[Saved data entries]
◇ ◇ ◇ ◇ ◇ ◇ ◇
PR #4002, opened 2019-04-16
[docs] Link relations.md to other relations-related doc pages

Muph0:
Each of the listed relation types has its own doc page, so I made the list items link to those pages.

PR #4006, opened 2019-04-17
◇ ◇ ◇ ◇ ◇ ◇ ◇
**What you are asked to do:** The entries above need to be transcribed with no differences at all.

**Task solution:**
PR #4002, opened 2019-04-16
[docs] Link relations.md to other relations-related doc pages

Muph0:
Each of the listed relation types has its own doc page, so I made the list items link to those pages.

PR #4006, opened 2019-04-17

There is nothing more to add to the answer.